PR #2122, opened 2018-04-20
bugfix/ add check to ensure there is an error event obj and it has a name

Akin909:
Some errors that are save to the `queuedErrors` do not have names and so if an error was thrown without one this check would occasionally itself throw an error, so added a check to ensure that the props being check exist before the actual check.


bryphe:
Thanks for catching this @Akin909 ! Errors in the error handler is no good 😄 

Change looks great!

━━━━━━━━━━━━━━━━━━━━━━━━━━━━━━

## Task item:
All that is wanted is the line with "bugfix/ add check" and every later line in the entries, reproduced exactly.

## Result of this task:
bugfix/ add check to ensure there is an error event obj and it has a name

Akin909:
Some errors that are save to the `queuedErrors` do not have names and so if an error was thrown without one this check would occasionally itself throw an error, so added a check to ensure that the props being check exist before the actual check.


bryphe:
Thanks for catching this @Akin909 ! Errors in the error handler is no good 😄 

Change looks great!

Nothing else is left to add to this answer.